* _GIVEN RECORDS_:
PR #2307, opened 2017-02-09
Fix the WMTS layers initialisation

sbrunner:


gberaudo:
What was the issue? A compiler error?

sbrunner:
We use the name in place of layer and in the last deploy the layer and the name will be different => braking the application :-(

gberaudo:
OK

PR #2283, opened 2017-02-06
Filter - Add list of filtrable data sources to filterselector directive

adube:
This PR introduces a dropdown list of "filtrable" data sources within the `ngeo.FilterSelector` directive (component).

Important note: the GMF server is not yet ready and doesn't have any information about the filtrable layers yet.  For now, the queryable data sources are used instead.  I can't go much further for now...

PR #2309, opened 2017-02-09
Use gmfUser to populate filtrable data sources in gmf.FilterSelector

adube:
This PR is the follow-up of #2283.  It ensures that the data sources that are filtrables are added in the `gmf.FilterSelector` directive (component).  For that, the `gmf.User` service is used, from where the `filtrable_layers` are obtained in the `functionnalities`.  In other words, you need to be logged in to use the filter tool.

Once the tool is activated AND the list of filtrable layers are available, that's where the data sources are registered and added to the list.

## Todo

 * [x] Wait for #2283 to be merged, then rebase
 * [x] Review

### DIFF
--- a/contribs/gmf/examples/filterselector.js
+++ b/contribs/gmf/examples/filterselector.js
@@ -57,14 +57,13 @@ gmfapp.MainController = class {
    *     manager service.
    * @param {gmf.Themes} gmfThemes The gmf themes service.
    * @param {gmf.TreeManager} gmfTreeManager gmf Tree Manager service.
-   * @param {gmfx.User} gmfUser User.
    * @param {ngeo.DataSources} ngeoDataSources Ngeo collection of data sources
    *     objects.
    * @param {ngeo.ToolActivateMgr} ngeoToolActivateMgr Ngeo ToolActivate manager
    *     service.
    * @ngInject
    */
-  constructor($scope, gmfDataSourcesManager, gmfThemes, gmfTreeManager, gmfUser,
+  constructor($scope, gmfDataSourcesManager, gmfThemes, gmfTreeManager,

--

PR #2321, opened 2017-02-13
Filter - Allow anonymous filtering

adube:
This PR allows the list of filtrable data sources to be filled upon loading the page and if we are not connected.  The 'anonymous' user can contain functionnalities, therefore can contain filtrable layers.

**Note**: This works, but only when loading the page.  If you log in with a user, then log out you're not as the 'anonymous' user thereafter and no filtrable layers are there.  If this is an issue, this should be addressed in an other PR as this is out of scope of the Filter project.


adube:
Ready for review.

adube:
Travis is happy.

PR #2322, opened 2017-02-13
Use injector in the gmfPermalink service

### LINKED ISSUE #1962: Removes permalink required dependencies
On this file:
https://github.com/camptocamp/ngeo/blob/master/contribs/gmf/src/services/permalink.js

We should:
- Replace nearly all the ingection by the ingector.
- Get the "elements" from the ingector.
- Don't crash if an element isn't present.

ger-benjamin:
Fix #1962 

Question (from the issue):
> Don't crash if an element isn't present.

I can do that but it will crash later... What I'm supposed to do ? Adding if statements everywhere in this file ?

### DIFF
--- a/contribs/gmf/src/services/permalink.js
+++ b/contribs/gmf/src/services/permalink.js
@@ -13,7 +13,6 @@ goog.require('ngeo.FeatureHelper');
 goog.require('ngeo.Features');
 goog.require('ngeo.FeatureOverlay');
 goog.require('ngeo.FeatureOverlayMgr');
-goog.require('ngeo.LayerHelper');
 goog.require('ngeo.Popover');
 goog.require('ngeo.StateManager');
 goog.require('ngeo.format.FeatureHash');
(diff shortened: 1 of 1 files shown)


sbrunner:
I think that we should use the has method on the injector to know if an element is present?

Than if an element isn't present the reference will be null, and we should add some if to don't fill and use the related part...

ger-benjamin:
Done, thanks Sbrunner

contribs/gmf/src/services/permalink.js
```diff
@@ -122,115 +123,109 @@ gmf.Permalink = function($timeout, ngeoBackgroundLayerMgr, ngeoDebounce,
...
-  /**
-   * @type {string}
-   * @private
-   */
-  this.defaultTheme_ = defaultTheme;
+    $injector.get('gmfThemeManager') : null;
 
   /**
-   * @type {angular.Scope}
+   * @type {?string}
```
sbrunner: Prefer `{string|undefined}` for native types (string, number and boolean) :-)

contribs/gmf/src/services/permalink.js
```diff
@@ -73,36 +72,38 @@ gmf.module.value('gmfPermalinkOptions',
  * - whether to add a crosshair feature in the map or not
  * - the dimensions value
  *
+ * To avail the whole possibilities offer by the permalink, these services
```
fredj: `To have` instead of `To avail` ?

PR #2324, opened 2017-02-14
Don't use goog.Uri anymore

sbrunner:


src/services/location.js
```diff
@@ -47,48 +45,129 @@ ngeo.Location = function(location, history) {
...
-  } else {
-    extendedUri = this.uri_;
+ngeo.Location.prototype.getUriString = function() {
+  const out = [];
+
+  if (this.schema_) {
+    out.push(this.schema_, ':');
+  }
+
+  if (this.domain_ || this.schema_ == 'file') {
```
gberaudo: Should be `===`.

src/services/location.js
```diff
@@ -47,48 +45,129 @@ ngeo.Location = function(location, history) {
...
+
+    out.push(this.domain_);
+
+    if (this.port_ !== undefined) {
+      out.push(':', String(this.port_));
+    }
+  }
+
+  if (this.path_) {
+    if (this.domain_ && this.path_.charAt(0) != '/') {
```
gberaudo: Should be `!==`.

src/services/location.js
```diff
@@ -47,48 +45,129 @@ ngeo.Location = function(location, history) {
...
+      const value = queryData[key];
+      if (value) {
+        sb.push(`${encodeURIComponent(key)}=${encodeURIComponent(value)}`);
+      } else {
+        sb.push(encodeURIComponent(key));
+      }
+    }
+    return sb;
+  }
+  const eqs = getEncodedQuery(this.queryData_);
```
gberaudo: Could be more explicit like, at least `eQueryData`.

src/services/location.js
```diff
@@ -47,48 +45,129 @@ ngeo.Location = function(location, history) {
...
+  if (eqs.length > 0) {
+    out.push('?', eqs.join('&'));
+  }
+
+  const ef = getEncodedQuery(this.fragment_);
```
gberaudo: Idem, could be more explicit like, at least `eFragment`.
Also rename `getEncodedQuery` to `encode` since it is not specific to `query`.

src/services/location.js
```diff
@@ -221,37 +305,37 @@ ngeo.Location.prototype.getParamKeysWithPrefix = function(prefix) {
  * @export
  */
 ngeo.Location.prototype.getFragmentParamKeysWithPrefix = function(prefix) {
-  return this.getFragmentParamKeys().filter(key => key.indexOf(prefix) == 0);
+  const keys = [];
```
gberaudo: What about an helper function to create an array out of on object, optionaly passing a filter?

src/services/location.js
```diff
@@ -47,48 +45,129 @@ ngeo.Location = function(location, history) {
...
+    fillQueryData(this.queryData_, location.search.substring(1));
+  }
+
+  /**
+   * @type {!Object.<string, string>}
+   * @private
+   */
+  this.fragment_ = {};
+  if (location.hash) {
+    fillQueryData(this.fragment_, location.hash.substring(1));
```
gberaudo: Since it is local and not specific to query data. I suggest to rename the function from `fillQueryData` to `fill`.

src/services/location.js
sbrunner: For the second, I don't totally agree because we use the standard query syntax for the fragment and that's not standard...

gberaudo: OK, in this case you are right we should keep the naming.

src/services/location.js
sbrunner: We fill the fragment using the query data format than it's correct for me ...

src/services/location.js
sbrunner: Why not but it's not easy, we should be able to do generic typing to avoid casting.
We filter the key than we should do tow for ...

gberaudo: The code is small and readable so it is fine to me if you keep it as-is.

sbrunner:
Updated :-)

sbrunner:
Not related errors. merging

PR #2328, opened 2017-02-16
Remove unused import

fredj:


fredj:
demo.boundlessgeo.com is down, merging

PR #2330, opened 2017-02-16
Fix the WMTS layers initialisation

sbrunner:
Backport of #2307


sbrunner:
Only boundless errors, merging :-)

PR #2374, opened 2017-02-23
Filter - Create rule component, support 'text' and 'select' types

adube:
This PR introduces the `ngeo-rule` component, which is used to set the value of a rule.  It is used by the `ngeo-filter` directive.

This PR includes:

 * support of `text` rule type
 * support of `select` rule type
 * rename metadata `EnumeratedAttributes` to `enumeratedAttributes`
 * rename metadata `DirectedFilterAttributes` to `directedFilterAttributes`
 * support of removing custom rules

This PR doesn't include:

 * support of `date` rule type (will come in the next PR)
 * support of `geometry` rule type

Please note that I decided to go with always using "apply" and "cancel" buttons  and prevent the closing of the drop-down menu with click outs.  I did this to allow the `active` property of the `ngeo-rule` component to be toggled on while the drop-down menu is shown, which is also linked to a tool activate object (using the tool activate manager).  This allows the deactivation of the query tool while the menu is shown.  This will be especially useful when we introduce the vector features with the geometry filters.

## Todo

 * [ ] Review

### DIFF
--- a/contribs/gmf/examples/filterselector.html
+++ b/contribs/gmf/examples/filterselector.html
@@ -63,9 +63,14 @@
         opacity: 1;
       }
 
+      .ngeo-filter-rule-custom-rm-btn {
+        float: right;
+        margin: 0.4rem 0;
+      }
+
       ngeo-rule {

* _INSTRUCTIONS FOR THE TASK_: Please go through the entries and show every line with the word "contribs".

* _RESPONSE TO THIS EXERCISE_:
--- a/contribs/gmf/examples/filterselector.js
+++ b/contribs/gmf/examples/filterselector.js
https://github.com/camptocamp/ngeo/blob/master/contribs/gmf/src/services/permalink.js
--- a/contribs/gmf/src/services/permalink.js
+++ b/contribs/gmf/src/services/permalink.js
contribs/gmf/src/services/permalink.js
contribs/gmf/src/services/permalink.js
--- a/contribs/gmf/examples/filterselector.html
+++ b/contribs/gmf/examples/filterselector.html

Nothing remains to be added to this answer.